PR #183, opened 2022-09-16
chore: enforce base64 url-encoded sharedSecret

### LINKED ISSUE #175: Enforce sharedSecret as base64url

wilsonianb:
- fixes #175

### DIFF
--- a/open-api-spec.yaml
+++ b/open-api-spec.yaml
@@ -103,7 +103,7 @@ paths:
                   value:
                     id: 'https://openpayments.guide/connections/016da9d5-c9a4-4c80-a354-86b915a04ff8'
                     ilpAddress: g.ilp.iwuyge987y.98y0f34tsrt8y
-                    sharedSecret: 6jR5iNIVRvqeasJeCty6C+YB5X9FhSOUPCL/5nha5Vs=
+                    sharedSecret: 1c7eaXa4rd2fFOBl1iydvCT1tV5TbM3RW1WLCafu_JA
                     assetCode: USD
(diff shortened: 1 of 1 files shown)


open-api-spec.yaml
```diff
@@ -838,7 +838,8 @@ components:
           readOnly: true
         sharedSecret:
           type: string
-          description: The shared secret to use when establishing a STREAM connection.
+          pattern: "^[a-zA-Z0-9-_]{43}$"
```
wilsonianb, line 841: The [STREAM spec](https://interledger.org/rfcs/0029-stream/#4-life-of-a-connection):
> Cryptographically secure random or pseudorandom shared secret (it is RECOMMENDED to use 32 bytes)

Should we not enforce the length here if 32 bytes technically isn't `REQUIRED`?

→ **WHAT IS REQUIRED**:
Copy, without any change, the run of lines from the one with "ilpAddress: g.ilp.iwuyge987y.98y0f34tsrt8y" through the end of the entries above.

→ **YOUR SOLUTION**:
                     ilpAddress: g.ilp.iwuyge987y.98y0f34tsrt8y
-                    sharedSecret: 6jR5iNIVRvqeasJeCty6C+YB5X9FhSOUPCL/5nha5Vs=
+                    sharedSecret: 1c7eaXa4rd2fFOBl1iydvCT1tV5TbM3RW1WLCafu_JA
                     assetCode: USD
(diff shortened: 1 of 1 files shown)


open-api-spec.yaml
```diff
@@ -838,7 +838,8 @@ components:
           readOnly: true
         sharedSecret:
           type: string
-          description: The shared secret to use when establishing a STREAM connection.
+          pattern: "^[a-zA-Z0-9-_]{43}$"
```
wilsonianb, line 841: The [STREAM spec](https://interledger.org/rfcs/0029-stream/#4-life-of-a-connection):
> Cryptographically secure random or pseudorandom shared secret (it is RECOMMENDED to use 32 bytes)

Should we not enforce the length here if 32 bytes technically isn't `REQUIRED`?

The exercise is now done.